Case Reference: EA/2022/0257

Neutral Citation Number: [2023] UKFTT 00341 (GRC)
First-tier Tribunal
General Regulatory Chamber

Information Rights

Determined on the papers

Decision given on: 29 March 2023

Before

TRIBUNAL JUDGE CL GOODMAN

TRIBUNAL MEMBER MS N MATTHEWS

TRIBUNAL MEMBER MR D PALMER-DUNK

Between

JOHN WINDAS

Appellant

and

THE INFORMATION COMMISSIONER

Respondent

Decision:

The appeal is allowed. Decision Notice IC-164057-L4Y0 is not in accordance with the law.

Substitute Decision Notice

Withernsea Town Council cannot rely on section 12(1) of the Freedom of Information Act 2000 (“FOIA”) to refuse the request for information from Mr Windas dated 12 December 2021 (“the Request”).

The Environmental Information Regulations 2004 (“EIR”) apply to the Request and not FOIA because the Request is for environmental information.

Withernsea Town Council cannot rely on the exception in section 12(4)(b) EIR to refuse the Request because it is not manifestly unreasonable.

Withernsea Town Council must within 35 days of the date of promulgation of this Decision either:

(1) communicate to Mr Windas the information it holds within scope of the first, second, third and fifth parts of the Request, or

(2) inform Mr Windas if it relies upon another EIR exception, other than section 12(4)(b), to refuse to communicate that information to him.

Withernsea Town Council is not required to communicate to Mr Windas any information in response to the fourth part of the Request because no such information is held by the Council.

REASONS

Background and Decision Notice

1.

The Appellant was concerned that many of the trees around a local Playing Field were suffering from ash dieback disease and becoming unsafe. He made a request for information under the Freedom of Information Act 2000 (“FOIA”) from Withernsea Town Council (“the Council”) on 12 December 2021 as follows:

“I now wish to address my request for information through the Freedom of Information Act. These are as follow;

[1] A request for a copy of the reports, including recommendations from the persons with whom the TC have been in contact with in relation to the condition and future management of the Playing Field Trees during the past four years, including the East Riding of Yorkshire Council Tree Officer, whom I suggested in earlier correspondence.

[2] Reports, feedback and recommendations involving Town Councillors decision relating to the Tree issues, including copies of the minutes occurred from meetings.

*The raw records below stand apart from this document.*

PR #4105, opened 2021-04-24
Adds glob support for filepath in tools command

### LINKED ISSUE #4082: rules-check doesn't accept globs as described in the documentation
The example rules-check command states that rules-check takes a glob of rules files
```
./thanos tools rules-check --rules cmd/thanos/testdata/rules-files/*.yaml
```
https://thanos.io/v0.19/components/tools.md/#rules-check
But this does not work for me.

You either get shell expansion of the glob, resulting in:
```
./thanos tools rules-check --rules config/rules/*.yaml
error parsing commandline arguments: [/bin/thanos tools rules-check --rules config/rules/file1.yaml config/rules/file2.yaml]: unexpected config/rules/file2.yaml
thanos: error: unexpected config/rules/file2.yaml
```

Or without shell expansion:
```
./thanos tools rules-check --rules=config/rules/*.yaml
error parsing commandline arguments: [/bin/thanos tools rules-check --rules=config/rules/*.yaml]: path 'config/rules/*.yaml' does not exist
usage: thanos tools rules-check --rules=RULES
```

The only form that does work is
```
./thanos tools rules-check --rules config/rules/file1.yaml --rules config/rules/file2.yaml
```

This is either a documentation error or the glob handling is not working.

someshkoli:

## Changes
Adds glob check for filepaths provided via cli. Checks for each matching file path and throws `Matching file not found` error if no file matches the pattern.

fixes #4082 

## Verification
Added a basic unit test

### DIFF
--- a/cmd/thanos/tools.go
+++ b/cmd/thanos/tools.go
@@ -4,7 +4,6 @@
 package main
 
 import (
-	"errors"
 	"os"
 	"path/filepath"
 
@@ -12,6 +11,7 @@ import (
 	"github.com/go-kit/kit/log/level"
 	"github.com/oklog/run"
 	"github.com/opentracing/opentracing-go"
+	"github.com/pkg/errors"
 	"github.com/prometheus/client_golang/prometheus"
 	"github.com/thanos-io/thanos/pkg/errutil"
 	"github.com/thanos-io/thanos/pkg/extkingpin"
--- a/cmd/thanos/tools.go
+++ b/cmd/thanos/tools.go
@@ -36,29 +36,23 @@ func registerCheckRules(app extkingpin.AppClause) {
 	})
 }
 
-func checkRulesFiles(logger log.Logger, files *[]string) error {
+func checkRulesFiles(logger log.Logger, patterns *[]string) error {
 	var failed errutil.MultiError
-	errhandle := func(e error) {
-		level.Error(logger).Log("result", "FAILED", "error", e)
-		level.Info(logger).Log()
-		failed.Add(e)
-	}
 
-	for _, fn := range *files {
-		level.Info(logger).Log("msg", "checking", "filename", fn)
-		matches, err := filepath.Glob(fn)
-		if err != nil {
-			errhandle(err)
-			continue
-		}
-		if matches == nil {
+	for _, p := range *patterns {
+		level.Info(logger).Log("msg", "checking", "pattern", p)
+		matches, err := filepath.Glob(p)
+		if err != nil || matches == nil {
 			err = errors.New("matching file not found")
-			errhandle(err)
+			level.Error(logger).Log("result", "FAILED", "error", err)
+			level.Info(logger).Log()
+			failed.Add(err)
 			continue
 		}
-		for _, fn1 := range matches {
+		for _, fn := range matches {
+			level.Info(logger).Log("msg", "checking", "filename", fn)
 			// no need to check path error
-			f, _ := os.Open(fn1)
+			f, _ := os.Open(fn)
 			defer func() { _ = f.Close() }()
 
 			n, errs := rules.ValidateAndCount(f)
--- a/cmd/thanos/tools.go
+++ b/cmd/thanos/tools.go
@@ -38,17 +38,22 @@ func registerCheckRules(app extkingpin.AppClause) {
 
 func checkRulesFiles(logger log.Logger, files *[]string) error {
 	var failed errutil.MultiError
+	errhandle := func(e error) {
+		level.Error(logger).Log("result", "FAILED", "error", e)
+		level.Info(logger).Log()
+		failed.Add(e)
+	}
 
 	for _, fn := range *files {
 		level.Info(logger).Log("msg", "checking", "filename", fn)
 		matches, err := filepath.Glob(fn)
-		if matches == nil {
-			err = errors.New("Matching file not found")
-		}
 		if err != nil {
-			level.Error(logger).Log("result", "FAILED", "error", err)
-			level.Info(logger).Log()
-			failed.Add(err)
+			errhandle(err)
+			continue
+		}
+		if matches == nil {
+			err = errors.New("matching file not found")
+			errhandle(err)
 			continue
 		}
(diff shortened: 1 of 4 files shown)


cmd/thanos/tools.go
```diff
@@ -39,26 +41,33 @@ func checkRulesFiles(logger log.Logger, files *[]string) error {
 
 	for _, fn := range *files {
 		level.Info(logger).Log("msg", "checking", "filename", fn)
-		f, err := os.Open(fn)
+		matches, err := filepath.Glob(fn)
+		if matches == nil {
```
onprem, line 45: We should check the `err` first and then `matches`, because `matches` will most likely be `nil` in case there is some other error and we will be overwriting that error with "Matching file not found".

someshkoli: Right :thinking:

someshkoli:
Also, I guess this change should not affect e2e :thinking:, not sure why its failing :\

cmd/thanos/tools.go
```diff
@@ -36,29 +38,41 @@ func registerCheckRules(app extkingpin.AppClause) {
...
 func checkRulesFiles(logger log.Logger, files *[]string) error {
 	var failed errutil.MultiError
+	errhandle := func(e error) {
+		level.Error(logger).Log("result", "FAILED", "error", e)
+		level.Info(logger).Log()
+		failed.Add(e)
+	}
 
 	for _, fn := range *files {
 		level.Info(logger).Log("msg", "checking", "filename", fn)
```
GiedriusS, line 48: This isn't a filename anymore but rather a pattern:
```suggestion
		level.Info(logger).Log("msg", "checking", "pattern", fn)
```

cmd/thanos/tools.go
```diff
@@ -36,29 +38,41 @@ func registerCheckRules(app extkingpin.AppClause) {
...
 		if err != nil {
-			level.Error(logger).Log("result", "FAILED", "error", err)
-			level.Info(logger).Log()
-			failed.Add(err)
+			errhandle(err)
+			continue
+		}
+		if matches == nil {
+			err = errors.New("matching file not found")
+			errhandle(err)
```
GiedriusS, line 56: We can join these two together

cmd/thanos/tools.go
```diff
@@ -36,29 +38,41 @@ func registerCheckRules(app extkingpin.AppClause) {
...
 			continue
 		}
-		defer func() { _ = f.Close() }()
+		for _, fn1 := range matches {
```
GiedriusS, line 59: Maybe we can output the file's name here like in the past?
```suggestion
		    level.Info(logger).Log("msg", "checking", "filename", fn1)
```

GiedriusS, line 59: Also, can we use a more descriptive variable name here? I suggest using `fn` here.

cmd/thanos/tools.go
```diff
@@ -36,29 +38,41 @@ func registerCheckRules(app extkingpin.AppClause) {
 
 func checkRulesFiles(logger log.Logger, files *[]string) error {
 	var failed errutil.MultiError
+	errhandle := func(e error) {
+		level.Error(logger).Log("result", "FAILED", "error", e)
+		level.Info(logger).Log()
+		failed.Add(e)
+	}
 
 	for _, fn := range *files {
```
GiedriusS, line 47: Let's rename `files` to `patterns` and `fn` to `pattern`

cmd/thanos/tools.go
```diff
@@ -36,29 +38,41 @@ func registerCheckRules(app extkingpin.AppClause) {
...
+			continue
+		}
+		if matches == nil {
+			err = errors.New("matching file not found")
+			errhandle(err)
 			continue
 		}
-		defer func() { _ = f.Close() }()
+		for _, fn1 := range matches {
+			// no need to check path error
```
GiedriusS, line 60: Why not? :thinking:

GiedriusS (commented):
Just some suggestions/questions but overall LGTM! Thank you for your work on this feature (:

cmd/thanos/tools.go
someshkoli: > Why not?

If the path is invalid then it wouldn't be in `matches` at the first place :thinking:

cmd/thanos/tools.go
someshkoli: > We can join these two together

Like single error as `Invalid patter or matching file not found` ?

cmd/thanos/tools.go
GiedriusS: Yes but we still may not be able to open that file for a lot of reasons (:

cmd/thanos/tools.go
GiedriusS: My idea was that we could simply write:
```
errhandle(errors.New("matching file not found"))
```
:smile:

cmd/thanos/tools.go
someshkoli: > Yes but we still may not be able to open that file for a lot of reasons (:

makes sense :thinking:

cmd/thanos/tools.go
```diff
@@ -34,31 +36,42 @@ func registerCheckRules(app extkingpin.AppClause) {
...
+		for _, fn := range matches {
+			level.Info(logger).Log("msg", "checking", "filename", fn)
+			f, er := os.Open(fn)
+			if er != nil {
+				level.Error(logger).Log("result", "FAILED", "error", er)
+				level.Info(logger).Log()
+				failed.Add(err)
+				continue
+			}
+			defer func() { _ = f.Close() }()
```
GiedriusS, line 61: Typically we'd use `rununtil.CloseWithLogOnErr` but since at the end the process closes immediately, this is fine. Just something to keep in mind for future contributions :+1:

GiedriusS (approved):
Awesome work! Thanks a lot

cmd/thanos/tools.go
someshkoli: Got it, Thanks :raised_hands:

[3] The individual costings and dates from public funds charged by individual contractors who attended the Playing Field over the past 4 years to address work needed on the trees and subsequent reports and recommendations.

[4] A copy of the TC’s maintenance schedule relating to their responsibilities, to include timescales and Health and Safety checks for all of their property responsibilities and to show the occasions when all three outside workers are required to be present to perform the duties.

[5] Copies of the last four Personnel sub committee meetings. I respect personal private information should not be disclosed, but do expect to include the management matters mentioned above and the workload issued staff are presented with.”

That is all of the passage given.